Устраивал стол и подавал еду официант, приглашенный Орлеанцевым из ресторана. Он всех стеснял, и Орлеанцев лишний раз напомнил Крутиличу, отозвав его в сторону:
— Вот, дорогой мой, сами видите, надобна хозяйка в доме. Если вы хотите выйти в большое плавание, дом ваш должен быть открыт. А без хорошей хозяйки его не откроешь. Здесь не Москва, «Арагви» тут нет с его кабинетами. Дома, дома надо все организовывать. Надо сплачивать людей за столом. За столом люди добрее, покладистей, дружелюбней.
Изрядно подвыпили; Орлеанцев отправлял официанта еще за вином, извлекая последние сотенные из карманов своего пиджака. В ход пошел гонорар за недавнюю статью в газете — отклик на решения Двадцатого съезда.
За столом стоял шум, все кричали, требовали слова. Тосты за Крутилича давно были исчерпаны, пили за Томашука, за Орлеанцева, за худрука. Осоловевший худрук говорил:
— Спасибо, друзья! Спасибо, дорогие! Уважили старика, вспомнили!

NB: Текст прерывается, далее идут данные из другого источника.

PR #7036, opened 2022-09-02
tsdb: build tsdb from tenantheads

ashwanthgoli:
refactors tsdb manager code to expose a new method `BuildFromHead` which comes in handy for building tsdb from tenant heads after rotation.

Currently we build it by recovering head from WAL even when we have access to the in-mem tenant heads.

using `loki_tsdb_head_rotations_*` metric to track loop failures which could be caused either by rotation failures or if rotation is blocked by prev head failing to build

**Checklist**
- [ ] Documentation added
- [x] Tests updated

### DIFF
--- a/pkg/storage/stores/tsdb/head_manager.go
+++ b/pkg/storage/stores/tsdb/head_manager.go
@@ -152,11 +152,6 @@ func (m *HeadManager) loop() {
 		}
 
 		if err := m.buildTSDBFromHead(m.prevHeads); err != nil {
-			level.Error(m.log).Log(
-				"msg", "failed building tsdb head",
-				"period", m.period.PeriodFor(m.prev.initialized),
-				"err", err,
-			)
 			return err
 		}
 
@@ -175,16 +170,24 @@ func (m *HeadManager) loop() {
 	for {
 		select {
 		case <-ticker.C:
+			m.metrics.tsdbHeadRotationsTotal.Inc()
+
 			// retry tsdb build failures from previous run
 			if err := buildPrev(); err != nil {
+				m.metrics.tsdbHeadRotationsFailedTotal.Inc()
+				level.Error(m.log).Log(
+					"msg", "failed building tsdb head",
+					"period", m.period.PeriodFor(m.prev.initialized),
+					"err", err,
+				)
 				// rotating head without building prev would result in loss of index for that period (until restart)
 				continue
 			}
 
 			now := time.Now()
-			curPeriod := m.period.PeriodFor(m.activeHeads.start)
-			if m.period.PeriodFor(now) > curPeriod {
+			if curPeriod := m.period.PeriodFor(m.activeHeads.start); m.period.PeriodFor(now) > curPeriod {
 				if err := m.Rotate(now); err != nil {
+					m.metrics.tsdbHeadRotationsFailedTotal.Inc()
 					level.Error(m.log).Log(
 						"msg", "failed rotating tsdb head",
 						"period", curPeriod,
@@ -195,7 +198,13 @@ func (m *HeadManager) loop() {
 			}
 
 			// build tsdb from rotated-out period
-			buildPrev()
+			if err := buildPrev(); err != nil {
+				level.Error(m.log).Log(
+					"msg", "failed building tsdb head",
+					"period", m.period.PeriodFor(m.prev.initialized),
+					"err", err,
+				)
+			}
 		case <-m.cancel:
 			return
 		}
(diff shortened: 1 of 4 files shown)


pkg/storage/stores/tsdb/head_manager.go
```diff
@@ -151,8 +151,8 @@ func (m *HeadManager) loop() {
 			return nil
 		}
 
-		if err := m.buildTSDBFromWAL(m.prev.initialized); err != nil {
-			return errors.Wrap(err, "building tsdb head")
+		if err := m.buildTSDBFromHead(m.prevHeads); err != nil {
+			return err
```
sandeepsukhani, line 155: Let us retain the error wrapping since it helps add more context and debug the issue easily.
```suggestion
			return errors.Wrap(err, "building tsdb from head")
```

pkg/storage/stores/tsdb/head_manager.go
```diff
@@ -170,8 +170,11 @@ func (m *HeadManager) loop() {
 	for {
 		select {
 		case <-ticker.C:
+			m.metrics.tsdbHeadRotationsTotal.Inc()
```
sandeepsukhani, line 173: This one is always incremented even if it fails below. I think it should only be incremented when we succeed.

pkg/storage/stores/tsdb/head_manager.go
```diff
@@ -270,7 +286,9 @@ func (m *HeadManager) Start() error {
 		return errors.Wrap(err, "building tsdb")
 	}
 
+	m.metrics.tsdbWALTruncationsTotal.Inc()
```
sandeepsukhani, line 289: same here, increment only if we succeed.

pkg/storage/stores/tsdb/head_manager.go
```diff
@@ -349,27 +360,40 @@ func (m *HeadManager) Rotate(t time.Time) (err error) {
...
+			"period", period,
+			"err", err,
+		)
+	}
+
+	return nil
+}
+
+func (m *HeadManager) truncateWALForPeriod(period int) (err error) {
+	m.metrics.tsdbWALTruncationsTotal.Inc()
```
sandeepsukhani, line 382: same

pkg/storage/stores/tsdb/manager.go
```diff
@@ -156,105 +158,123 @@ func (m *tsdbManager) Start() (err error) {
...
 
-func (m *tsdbManager) BuildFromWALs(t time.Time, ids []WALIdentifier) (err error) {
-	level.Debug(m.log).Log("msg", "building WALs", "n", len(ids), "ts", t)
-	// get relevant wals
-	// iterate them, build tsdb in scratch dir
-	defer func() {
-		m.metrics.tsdbCreationsTotal.Inc()
-		if err != nil {
-			m.metrics.tsdbCreationFailures.Inc()
+func (m *tsdbManager) build(heads *tenantHeads) (err error) {
```
sandeepsukhani, line 161: Just `build` does not give much context.
```suggestion
func (m *tsdbManager) buildFromHead(heads *tenantHeads) (err error) {
```

pkg/storage/stores/tsdb/manager.go
```diff
@@ -156,105 +158,123 @@ func (m *tsdbManager) Start() (err error) {
...
-				return err
-			}
+	return m.build(heads)
+}
 
-			level.Debug(m.log).Log("msg", "finished building tsdb for period", "pd", p, "dst", dst.Path(), "duration", time.Since(start))
+func (m *tsdbManager) BuildFromWALs(t time.Time, ids []WALIdentifier) (err error) {
+	level.Debug(m.log).Log("msg", "building WALs", "n", len(ids), "ts", t)
+	defer func() {
+		m.metrics.tsdbCreationsTotal.WithLabelValues("wal").Inc()
```
sandeepsukhani, line 262: same feedback here regarding incrementing it only during a success.

sandeepsukhani (commented):
Overall the code looks good! I have left just minor feedback. You can also do a follow-up PR to take care of feedback on metrics at once with the other changes we discussed.

pkg/storage/stores/tsdb/head_manager.go
ashwanthgoli: yeah, currently all these are also tracking attempts. I can move these around in the refactoring work that we discussed

sandeepsukhani (approved):
LGTM! As discussed, let us do a follow-up PR refactoring the metrics.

К нему лезли целоваться, он целовался, его прошибала слеза умиления.
Один из инженеров предложил тост за успешное выполнение решений съезда партии.
— Замечательные решения, окрыляют людей, открывают новые перспективы, вооружают теоретически.
Его поддержали.
Затем говорил Воробейный:
— Я никогда не поклонялся культу. Я молчал, я стискивал зубы, когда его славословили. Сейчас я чувствую моральное удовлетворение, потому что не ошибался.